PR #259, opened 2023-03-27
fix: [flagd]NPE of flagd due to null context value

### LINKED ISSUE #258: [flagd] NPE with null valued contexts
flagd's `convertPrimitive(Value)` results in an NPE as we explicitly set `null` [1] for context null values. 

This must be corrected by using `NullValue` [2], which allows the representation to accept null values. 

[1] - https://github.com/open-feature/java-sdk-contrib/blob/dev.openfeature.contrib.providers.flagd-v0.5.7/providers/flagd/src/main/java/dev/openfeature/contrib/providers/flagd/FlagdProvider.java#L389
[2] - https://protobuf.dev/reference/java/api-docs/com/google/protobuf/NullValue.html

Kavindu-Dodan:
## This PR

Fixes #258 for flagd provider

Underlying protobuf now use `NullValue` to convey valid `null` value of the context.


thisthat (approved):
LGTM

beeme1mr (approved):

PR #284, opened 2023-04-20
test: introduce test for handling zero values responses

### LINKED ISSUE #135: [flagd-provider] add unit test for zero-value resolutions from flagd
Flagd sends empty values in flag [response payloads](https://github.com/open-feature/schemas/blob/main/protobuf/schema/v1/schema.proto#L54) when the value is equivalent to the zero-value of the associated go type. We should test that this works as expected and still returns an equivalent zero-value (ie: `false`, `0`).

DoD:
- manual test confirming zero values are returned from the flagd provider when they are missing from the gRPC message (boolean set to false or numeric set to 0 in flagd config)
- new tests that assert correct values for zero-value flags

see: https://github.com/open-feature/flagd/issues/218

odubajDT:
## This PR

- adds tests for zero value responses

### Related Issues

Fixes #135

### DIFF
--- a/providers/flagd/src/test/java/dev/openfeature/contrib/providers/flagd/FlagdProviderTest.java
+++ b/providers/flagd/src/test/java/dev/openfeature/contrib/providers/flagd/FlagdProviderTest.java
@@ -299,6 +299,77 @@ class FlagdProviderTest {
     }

# # # # #

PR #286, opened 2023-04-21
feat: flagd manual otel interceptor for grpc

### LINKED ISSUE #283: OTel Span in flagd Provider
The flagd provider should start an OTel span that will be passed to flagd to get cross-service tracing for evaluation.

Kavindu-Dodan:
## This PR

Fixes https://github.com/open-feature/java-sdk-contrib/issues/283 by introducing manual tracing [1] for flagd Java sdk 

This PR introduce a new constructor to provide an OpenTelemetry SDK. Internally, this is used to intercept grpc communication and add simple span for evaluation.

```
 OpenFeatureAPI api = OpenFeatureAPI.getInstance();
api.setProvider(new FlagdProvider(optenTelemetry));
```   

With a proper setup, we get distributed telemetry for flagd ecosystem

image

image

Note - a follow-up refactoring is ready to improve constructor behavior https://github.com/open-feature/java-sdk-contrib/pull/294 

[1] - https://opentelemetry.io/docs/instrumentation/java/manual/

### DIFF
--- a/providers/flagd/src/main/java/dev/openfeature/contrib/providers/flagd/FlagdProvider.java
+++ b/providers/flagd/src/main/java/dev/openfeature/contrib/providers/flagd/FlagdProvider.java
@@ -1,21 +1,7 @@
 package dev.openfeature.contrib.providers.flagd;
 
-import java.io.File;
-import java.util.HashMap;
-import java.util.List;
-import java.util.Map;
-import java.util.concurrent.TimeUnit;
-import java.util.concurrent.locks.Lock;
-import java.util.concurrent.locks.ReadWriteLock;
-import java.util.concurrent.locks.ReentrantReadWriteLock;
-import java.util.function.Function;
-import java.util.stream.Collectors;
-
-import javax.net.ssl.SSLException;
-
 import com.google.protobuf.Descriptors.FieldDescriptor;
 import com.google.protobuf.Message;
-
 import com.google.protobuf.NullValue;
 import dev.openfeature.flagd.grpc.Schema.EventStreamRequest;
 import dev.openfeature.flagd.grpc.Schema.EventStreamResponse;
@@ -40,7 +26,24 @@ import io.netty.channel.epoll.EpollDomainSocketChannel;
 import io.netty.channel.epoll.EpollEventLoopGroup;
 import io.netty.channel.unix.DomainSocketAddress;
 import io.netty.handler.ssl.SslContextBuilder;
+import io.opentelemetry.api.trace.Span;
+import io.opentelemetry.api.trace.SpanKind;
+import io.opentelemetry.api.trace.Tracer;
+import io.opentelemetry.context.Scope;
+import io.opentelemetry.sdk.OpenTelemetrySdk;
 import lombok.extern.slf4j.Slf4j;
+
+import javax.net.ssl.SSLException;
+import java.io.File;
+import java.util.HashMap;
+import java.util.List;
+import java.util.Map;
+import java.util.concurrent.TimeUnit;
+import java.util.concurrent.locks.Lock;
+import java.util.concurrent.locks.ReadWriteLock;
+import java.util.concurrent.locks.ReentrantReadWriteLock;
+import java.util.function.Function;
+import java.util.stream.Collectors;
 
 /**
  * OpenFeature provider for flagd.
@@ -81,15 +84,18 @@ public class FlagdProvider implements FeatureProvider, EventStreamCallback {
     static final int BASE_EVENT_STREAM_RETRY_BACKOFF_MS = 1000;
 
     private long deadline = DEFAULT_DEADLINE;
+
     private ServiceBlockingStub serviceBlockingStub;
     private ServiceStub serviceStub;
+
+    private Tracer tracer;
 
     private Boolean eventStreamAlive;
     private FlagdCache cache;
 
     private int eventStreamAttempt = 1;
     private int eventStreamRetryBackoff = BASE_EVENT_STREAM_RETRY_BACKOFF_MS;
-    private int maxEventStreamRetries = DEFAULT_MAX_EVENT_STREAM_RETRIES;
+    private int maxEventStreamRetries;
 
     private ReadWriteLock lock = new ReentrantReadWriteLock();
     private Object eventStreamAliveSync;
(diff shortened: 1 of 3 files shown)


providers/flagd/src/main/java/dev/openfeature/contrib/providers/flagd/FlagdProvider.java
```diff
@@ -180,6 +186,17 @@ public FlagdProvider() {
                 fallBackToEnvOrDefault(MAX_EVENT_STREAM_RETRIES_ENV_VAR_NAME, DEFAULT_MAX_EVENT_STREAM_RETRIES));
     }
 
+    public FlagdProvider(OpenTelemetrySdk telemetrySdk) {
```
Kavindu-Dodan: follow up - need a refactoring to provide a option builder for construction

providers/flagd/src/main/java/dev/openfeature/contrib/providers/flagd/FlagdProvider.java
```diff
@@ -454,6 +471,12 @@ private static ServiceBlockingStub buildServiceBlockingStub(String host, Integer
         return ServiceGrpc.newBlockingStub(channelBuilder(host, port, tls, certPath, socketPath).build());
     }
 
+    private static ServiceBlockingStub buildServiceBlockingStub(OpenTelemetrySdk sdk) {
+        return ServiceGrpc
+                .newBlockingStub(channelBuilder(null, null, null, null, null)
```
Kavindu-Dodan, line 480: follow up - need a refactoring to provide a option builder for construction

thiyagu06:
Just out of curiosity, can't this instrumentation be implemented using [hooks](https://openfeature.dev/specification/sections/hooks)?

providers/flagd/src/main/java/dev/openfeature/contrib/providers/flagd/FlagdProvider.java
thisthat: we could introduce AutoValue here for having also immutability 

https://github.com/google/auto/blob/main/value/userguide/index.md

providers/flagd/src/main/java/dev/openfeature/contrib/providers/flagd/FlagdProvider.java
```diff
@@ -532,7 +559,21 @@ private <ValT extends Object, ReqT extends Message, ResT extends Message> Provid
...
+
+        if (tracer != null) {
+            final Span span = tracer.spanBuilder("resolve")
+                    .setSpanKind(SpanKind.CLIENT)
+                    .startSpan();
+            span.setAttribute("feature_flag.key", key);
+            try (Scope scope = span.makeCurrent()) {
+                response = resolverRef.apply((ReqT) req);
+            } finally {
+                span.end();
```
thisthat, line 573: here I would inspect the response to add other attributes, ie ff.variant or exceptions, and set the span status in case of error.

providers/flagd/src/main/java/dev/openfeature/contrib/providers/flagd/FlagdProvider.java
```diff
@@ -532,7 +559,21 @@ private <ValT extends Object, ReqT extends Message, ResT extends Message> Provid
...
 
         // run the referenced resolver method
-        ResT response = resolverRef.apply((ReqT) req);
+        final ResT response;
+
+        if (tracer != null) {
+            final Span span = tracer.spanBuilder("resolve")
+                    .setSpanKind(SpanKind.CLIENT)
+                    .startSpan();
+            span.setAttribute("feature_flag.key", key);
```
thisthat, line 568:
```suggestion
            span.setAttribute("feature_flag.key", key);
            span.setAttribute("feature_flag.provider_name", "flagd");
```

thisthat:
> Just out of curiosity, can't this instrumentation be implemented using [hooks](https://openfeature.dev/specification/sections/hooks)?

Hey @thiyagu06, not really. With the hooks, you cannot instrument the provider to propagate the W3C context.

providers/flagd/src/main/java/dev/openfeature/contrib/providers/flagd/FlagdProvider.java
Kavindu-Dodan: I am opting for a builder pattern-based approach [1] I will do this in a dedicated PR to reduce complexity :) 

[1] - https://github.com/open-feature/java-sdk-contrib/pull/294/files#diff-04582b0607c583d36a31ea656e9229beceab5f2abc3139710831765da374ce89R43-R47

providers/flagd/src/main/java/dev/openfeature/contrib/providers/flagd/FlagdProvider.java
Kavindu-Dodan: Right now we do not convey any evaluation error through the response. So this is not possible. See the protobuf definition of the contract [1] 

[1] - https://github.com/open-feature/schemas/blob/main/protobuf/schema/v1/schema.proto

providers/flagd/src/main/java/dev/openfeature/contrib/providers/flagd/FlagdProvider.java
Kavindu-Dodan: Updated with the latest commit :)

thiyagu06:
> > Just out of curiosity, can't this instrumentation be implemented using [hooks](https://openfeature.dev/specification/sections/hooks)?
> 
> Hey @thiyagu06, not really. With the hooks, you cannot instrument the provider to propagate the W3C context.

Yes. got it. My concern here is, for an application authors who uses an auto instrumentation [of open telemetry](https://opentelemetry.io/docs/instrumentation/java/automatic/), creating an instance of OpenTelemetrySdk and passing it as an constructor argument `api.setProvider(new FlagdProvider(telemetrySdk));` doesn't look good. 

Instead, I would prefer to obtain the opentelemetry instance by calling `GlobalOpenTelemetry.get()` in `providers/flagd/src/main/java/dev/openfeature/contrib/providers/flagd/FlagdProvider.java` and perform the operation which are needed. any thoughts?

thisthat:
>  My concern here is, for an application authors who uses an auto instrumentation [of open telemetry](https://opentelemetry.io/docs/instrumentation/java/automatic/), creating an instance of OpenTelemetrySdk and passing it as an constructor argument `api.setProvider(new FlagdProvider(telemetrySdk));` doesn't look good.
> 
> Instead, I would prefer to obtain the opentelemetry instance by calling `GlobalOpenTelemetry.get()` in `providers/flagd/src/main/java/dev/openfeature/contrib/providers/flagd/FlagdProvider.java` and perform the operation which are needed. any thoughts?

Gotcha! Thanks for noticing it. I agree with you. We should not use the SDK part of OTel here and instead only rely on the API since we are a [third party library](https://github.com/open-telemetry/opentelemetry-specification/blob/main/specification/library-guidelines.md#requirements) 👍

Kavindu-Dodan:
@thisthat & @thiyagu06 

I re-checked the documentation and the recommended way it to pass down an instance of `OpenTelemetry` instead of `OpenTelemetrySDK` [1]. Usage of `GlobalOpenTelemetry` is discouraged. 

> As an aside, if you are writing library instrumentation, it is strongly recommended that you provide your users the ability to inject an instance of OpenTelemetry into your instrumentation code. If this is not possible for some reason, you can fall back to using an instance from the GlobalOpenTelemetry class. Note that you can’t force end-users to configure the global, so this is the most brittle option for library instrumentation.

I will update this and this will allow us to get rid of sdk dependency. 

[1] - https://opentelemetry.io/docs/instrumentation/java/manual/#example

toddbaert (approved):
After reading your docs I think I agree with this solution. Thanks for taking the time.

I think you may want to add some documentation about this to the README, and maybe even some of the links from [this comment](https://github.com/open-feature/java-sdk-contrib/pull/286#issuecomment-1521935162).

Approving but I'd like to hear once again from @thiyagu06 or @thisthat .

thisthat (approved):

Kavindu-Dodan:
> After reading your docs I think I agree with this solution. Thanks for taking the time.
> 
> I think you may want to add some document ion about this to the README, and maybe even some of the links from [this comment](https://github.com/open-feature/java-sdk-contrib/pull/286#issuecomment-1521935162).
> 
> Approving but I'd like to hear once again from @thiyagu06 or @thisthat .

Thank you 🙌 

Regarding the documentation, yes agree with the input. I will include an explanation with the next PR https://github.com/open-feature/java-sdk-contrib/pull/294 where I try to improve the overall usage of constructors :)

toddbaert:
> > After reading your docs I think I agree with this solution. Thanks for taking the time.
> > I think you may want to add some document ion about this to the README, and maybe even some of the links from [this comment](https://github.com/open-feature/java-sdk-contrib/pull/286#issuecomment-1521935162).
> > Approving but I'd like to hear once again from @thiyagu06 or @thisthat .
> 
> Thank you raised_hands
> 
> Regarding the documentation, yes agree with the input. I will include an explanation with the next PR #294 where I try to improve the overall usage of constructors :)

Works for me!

# # # # #

### Problem to solve:
Set down, from the entries above, exactly the lines from the one with "PR #259, opened 2023-03-27" up to and including the one with "context null values.", and no other lines.

### Finished task:
PR #259, opened 2023-03-27
fix: [flagd]NPE of flagd due to null context value

### LINKED ISSUE #258: [flagd] NPE with null valued contexts
flagd's `convertPrimitive(Value)` results in an NPE as we explicitly set `null` [1] for context null values. 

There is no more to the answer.